Is any sum allowed for the purpose of research for developments which are not identified with the rearmament effort? Recently I have seen urgent criticism relative to building. Building is mentioned in this Supplementary Estimate. There has been some relevant criticism of the very small amount which is being spent on research into the building industry. I should like to know whether the Ministry of Supply are trying in any way to divert the ability, energy and technical skill of our scientists into work which would be useful in the development of the nation's industries.

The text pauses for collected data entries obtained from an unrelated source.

PR #2394, opened 2024-02-26
Could commpile with BABEL_4_X_DEV__PG_16_X

japinli:
Hi,

When I try compile [BABEL_4_X_DEV](https://github.com/babelfish-for-postgresql/babelfish_extensions/commit/938b6fc9f7ba5f66f9a7bc8455f1b70b6b7531c3) with [postgresql_modified_for_babelfish/BABEL_4_X_DEV__PG_16_X](https://github.com/babelfish-for-postgresql/postgresql_modified_for_babelfish/commit/65c628c3335ef0afcd637a49c5fdf24b090e68e3), here are some erors:

1. `BIO_[get/set]_data()` is replace with `BIO_[get/set]_app_data()` in [21b3a29](https://github.com/babelfish-for-postgresql/postgresql_modified_for_babelfish/commit/21b3a29565dff7baa2548fd779a0afe737b42f33).
2. Some multiple definition errors.

Here are two commits for this, please take a look!

### DIFF
--- a/contrib/babelfishpg_tds/src/backend/tds/tds-secure-openssl.c
+++ b/contrib/babelfishpg_tds/src/backend/tds/tds-secure-openssl.c
@@ -855,11 +855,6 @@ Tds_be_tls_write(Port *port, void *ptr, size_t len, int *waitfor)
  * to retry; do we need to adopt their logic for that?
  */
 
-#ifndef HAVE_BIO_GET_DATA
-#define BIO_get_data(bio) (bio->ptr)
-#define BIO_set_data(bio, data) (bio->ptr = data)
-#endif
-
 static int
 my_sock_read(BIO * h, char *buf, int size)
 {
@@ -867,7 +862,7 @@ my_sock_read(BIO * h, char *buf, int size)
 
 	if (buf != NULL)
 	{
-		res = secure_raw_read(((Port *) BIO_get_data(h)), buf, size);
+		res = secure_raw_read(((Port *) BIO_get_app_data(h)), buf, size);
 		BIO_clear_retry_flags(h);
 		if (res <= 0)
 		{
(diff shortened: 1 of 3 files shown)


contrib/babelfishpg_tsql/src/backend_parser/parser.c
```diff
@@ -29,8 +29,6 @@
 #include "src/pltsql.h"
 #include "tcop/tcopprot.h"
 
-int			pgtsql_base_yydebug;
```
thephantomthief: These changes don't look relevant to the SSL changes. Are these needed? Is it causing build failure? Because our github actions are not showing any compilation errors.

contrib/babelfishpg_tsql/src/pl_comp.c
```diff
@@ -62,9 +62,6 @@ bool		pltsql_DumpExecTree = false;
 bool		pltsql_check_syntax = false;
 
 PLtsql_function *pltsql_curr_compile;
-int			pltsql_curr_compile_body_lineno;	/* lineno of
```
thephantomthief: Same here

contrib/babelfishpg_tsql/src/pl_handler.c
```diff
@@ -90,7 +90,7 @@
 
 #include "access/xact.h"
 
-extern bool escape_hatch_unique_constraint;
```
thephantomthief: Same here

contrib/babelfishpg_tsql/src/backend_parser/parser.c
japinli: Yeah, it is not relevant to the SSL changes, so I created a separate commit.

It seems that the multiple definitions and mismatch declaration are related to LLVM.

thephantomthief: Can you put those in a separate pull request? We squash and merge PRs so these changes would also get bundled up in a single commit in upstream.

thephantomthief (approved):

shardgupta (approved):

The items which have received major consideration today are purely for defence or, not merely for defence, but for offensive purposes. Like my right hon. Friend the Member for Dundee, West (Mr. Strachey), I should like to get a little more information about the guided missile station in Australia. I have tried to put Questions, but inevitably there comes down this curtain of security. this iron curtain which is round the Ministry of Supply. Whenever we ask about any matter in which we are really interested, we are told that it is not in the national interest that we should know.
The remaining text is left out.